PR #1784, opened 2026-09-07
Fix ship turning inertia not tracking cargo mass

### LINKED ISSUE #1783: turning rate not updating live with cargo weight .
So, here's the situation:

You load a saved game where your ship is empty. Then you load up on heavy cargo. 
If you just take off, your ship turns like it is empty. 
If you saved your game, exited VS and then reloaded your game, your ship now turns slowly, like it is actually trying to turn more weight. 

Same with getting rid of heavy cargo. 
If you load a saved game with heavy cargo, and sold the cargo then continued flying, your ship will continue to feel sluggish when turning until you have saved and loaded the save file.

evertvorster:
The ship's moment of inertia (Momentofinertia) was captured once at load (LoadRow: Momentofinertia = GetMass()) and never updated when cargo or upgrades changed the ship's mass during a session. Turning/handling divides by GetMoment(), so if the unit was created/loaded while carrying a heavy load, the ship stayed sluggish (reduced turn responsiveness) even after selling all the cargo, until a reload rebuilt the unit at the lighter mass.

Same bug family as #1268/#1273 (mass handling moved into ComponentsManager by 1fbd2a5ea). The codebase already treats GetMoment() as the ship's mass (e.g. navigation.cpp uses GetMoment() as mass for braking/deceleration), so it should track the live mass, not a load-time snapshot.

Fix: make Movable::GetMoment() virtual and override it on Unit to return the current GetMass() (base + cargo + upgrades), keeping angular inertia in sync with what the ship is actually carrying.

Please answer the following:

Code Changes:
  - [ ] Play Tests
    - [x] Basic flight.
    - [x] Docking to a planet.
    - [x] On planet actions:
        - [x] Save the game.
        - [x] Read news.
        - [x] Buy/Sell some goods.
    - [x] SPEC flight.
    - [ ] Save the game again.
    - [ ] Upgrade your new ship.
    - [ ] Save once more.

Issues:
- - https://github.com/vegastrike/Vega-Strike-Engine-Source/issues/1783

Purpose:
- - Fix a bug with ship handling. 
- What release is this for?
- - 0.11
- - 0.11


evertvorster:
A normal play test won't catch this one. You need to be loading up heavy cargo and saving and exiting and generally hustling to notice this bug. 

In any case, I'll do the normal play testing shortly. The fix is fairly simple, though, and unlikely to touch any other part of the game.

royfalk (commented):
We should not be using `GetMoment` at all. 

If you look at the definition of `mass` and `base_mass` in _components_manager.h_, they replace the old `mass` and `moment` variables.

Mass is updates to include both cargo and upgrades.

evertvorster:
> We should not be using `GetMoment` at all.
> 
> If you look at the definition of `mass` and `base_mass` in _components_manager.h_, they replace the old `mass` and `moment` variables.
> 
> Mass is updates to include both cargo and upgrades.

Reverted my initial fix, and implemented your intention. This of course touched a few more files....

engine/src/python/python_unit_wrap.h
```diff
@@ -192,8 +192,6 @@ voidWRAPPED1( SetAngularVelocity, Vector, v
 
 #if (WHICH_UNIT_EXPORT_NUMBER == 1) || (WHICH_UNIT_EXPORT_NUMBER == 2)
 #else // (WHICH_UNIT_EXPORT_NUMBER == 1) || (WHICH_UNIT_EXPORT_NUMBER == 2)
-WRAPPED0(float, GetMoment,
```
royfalk, line 195: Be very careful removing python API unless you check, at a minimum, it's not called by VS.

libraries/cmd/movable.cpp
```diff
@@ -323,8 +323,9 @@ Vector Movable::ResolveForces(const Transformation &trans, const Matrix &transma
     if (NetTorque.i || NetTorque.j || NetTorque.k) {
         temp1 += InvTransformNormal(transmat, NetTorque);
     }
-    if (GetMoment()) {
-        temp1 = temp1 / GetMoment();
+    const double angular_mass = unit->GetMass();
```
royfalk: I wonder if it wouldn't be cleaner to just do:
```cpp
const float angular_mass = unit->GetMass();
```

royfalk (approved):
Overall looks fine. 
Two minor comments. 
It would be a good idea for a second person to review this.
It seems a minor thing but it's touching pretty critical stuff.
Bugs introduced here are a pain to figure out compared to say _base_computer_.

libraries/cmd/movable.cpp
evertvorster: Yes, thanks for the tip.

engine/src/python/python_unit_wrap.h
evertvorster: Yes, it was a bit of a pain to track down all the call sites to properly remove GetMoment, as I believe your intent was?
I'll wait for a second pair of eyes to look over this PR before merging.

stephengtuggy: I believe we also need to check the contents of the python*.zip files in Assets-Production. At least the Python 3.x one. And for the sake of completeness, we should probably check the Assets-Master repo as well.

stephengtuggy: https://github.com/vegastrike/Assets-Production/blob/master/py3_modules.7z , to be precise.

evertvorster: **Checked for `GetMoment` callers in shipped Python**

`GetMoment` is the only symbol this PR removes from the Python API
(`WRAPPED0(float, GetMoment, 0)` in `engine/src/python/python_unit_wrap.h`), and it is gone from
the engine entirely. What I checked for callers:

| Where | Result |
|---|---|
| Assets-Production: the contents of `py3_modules.7z` and `py27_modules.7z` | no references. Extracted and grepped **all** files (2263 and 2182), so `.pyc` attribute names would have matched too. |
| Assets-Production: every tracked text file — missions, XML, `.py`, JSON | no references. Mission files embed Python, so an inline script calling it would show up here. |
| Assets-Masters | no references in its 593 text files, and it ships no `py3_modules.7z` (or any other Python archive). |
| Assets-Production `0.5.4` | ships a *different* archive from master: only CPython `modules/builtin/*.pyc` stubs, no game code, no references. |
| Installed game data, and my own campaign/save data | no references. |

The two module bundles are also byte-identical on `origin/master` and my playground branch
(both `763f668a…`), so there is no unmerged-assets angle.

Roy's caution — be very careful removing Python API without checking it is not called by VS — is
what this covers, and his `unit->GetMass()` suggestion is in (`144d379ee`).

stephengtuggy: Well, I ran that check, and didn't find anything, so it looks like we're OK. We'll just need to make sure to document this change to the appropriate version of the engine API.

evertvorster: So, with this commit, GetMoment is officially removed from VS

stephengtuggy (approved):
LGTM!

● ● ● ● ● ● ●

● **What is expected**: Scan the listing above and identify each line holding the string "text"; copy every such line.

● **Result for this exercise**:
| Assets-Production: every tracked text file — missions, XML, `.py`, JSON | no references. Mission files embed Python, so an inline script calling it would show up here. |
| Assets-Masters | no references in its 593 text files, and it ships no `py3_modules.7z` (or any other Python archive). |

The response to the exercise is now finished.